SUPPLIED RECORDS Start Marker

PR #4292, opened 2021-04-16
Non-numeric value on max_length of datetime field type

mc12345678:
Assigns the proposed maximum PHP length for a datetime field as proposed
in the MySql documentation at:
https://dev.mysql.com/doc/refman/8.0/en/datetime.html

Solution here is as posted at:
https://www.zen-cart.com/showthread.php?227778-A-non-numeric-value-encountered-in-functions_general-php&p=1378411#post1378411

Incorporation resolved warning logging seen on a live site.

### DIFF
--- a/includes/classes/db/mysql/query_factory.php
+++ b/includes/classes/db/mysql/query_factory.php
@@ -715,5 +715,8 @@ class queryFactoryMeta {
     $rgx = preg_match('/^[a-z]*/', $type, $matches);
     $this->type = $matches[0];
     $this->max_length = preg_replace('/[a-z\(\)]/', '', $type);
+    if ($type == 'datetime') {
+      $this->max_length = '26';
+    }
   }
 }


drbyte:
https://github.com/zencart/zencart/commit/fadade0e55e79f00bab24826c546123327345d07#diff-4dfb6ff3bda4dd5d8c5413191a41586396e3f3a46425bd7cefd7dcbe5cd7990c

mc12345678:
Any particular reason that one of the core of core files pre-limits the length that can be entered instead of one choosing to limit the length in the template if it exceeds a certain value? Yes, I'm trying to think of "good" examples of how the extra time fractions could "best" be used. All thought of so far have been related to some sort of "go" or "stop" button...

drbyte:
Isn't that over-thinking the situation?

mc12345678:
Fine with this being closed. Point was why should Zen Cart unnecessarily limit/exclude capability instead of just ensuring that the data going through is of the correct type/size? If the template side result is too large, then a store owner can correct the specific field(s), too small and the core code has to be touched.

SUPPLIED RECORDS End Marker

== WHAT THE TASK ASKS ==
The full listing above is to be given again exactly.

== WRITTEN SOLUTION ==
PR #4292, opened 2021-04-16
Non-numeric value on max_length of datetime field type

mc12345678:
Assigns the proposed maximum PHP length for a datetime field as proposed
in the MySql documentation at:
https://dev.mysql.com/doc/refman/8.0/en/datetime.html

Solution here is as posted at:
https://www.zen-cart.com/showthread.php?227778-A-non-numeric-value-encountered-in-functions_general-php&p=1378411#post1378411

Incorporation resolved warning logging seen on a live site.

### DIFF
--- a/includes/classes/db/mysql/query_factory.php
+++ b/includes/classes/db/mysql/query_factory.php
@@ -715,5 +715,8 @@ class queryFactoryMeta {
     $rgx = preg_match('/^[a-z]*/', $type, $matches);
     $this->type = $matches[0];
     $this->max_length = preg_replace('/[a-z\(\)]/', '', $type);
+    if ($type == 'datetime') {
+      $this->max_length = '26';
+    }
   }
 }


drbyte:
https://github.com/zencart/zencart/commit/fadade0e55e79f00bab24826c546123327345d07#diff-4dfb6ff3bda4dd5d8c5413191a41586396e3f3a46425bd7cefd7dcbe5cd7990c

mc12345678:
Any particular reason that one of the core of core files pre-limits the length that can be entered instead of one choosing to limit the length in the template if it exceeds a certain value? Yes, I'm trying to think of "good" examples of how the extra time fractions could "best" be used. All thought of so far have been related to some sort of "go" or "stop" button...

drbyte:
Isn't that over-thinking the situation?

mc12345678:
Fine with this being closed. Point was why should Zen Cart unnecessarily limit/exclude capability instead of just ensuring that the data going through is of the correct type/size? If the template side result is too large, then a store owner can correct the specific field(s), too small and the core code has to be touched.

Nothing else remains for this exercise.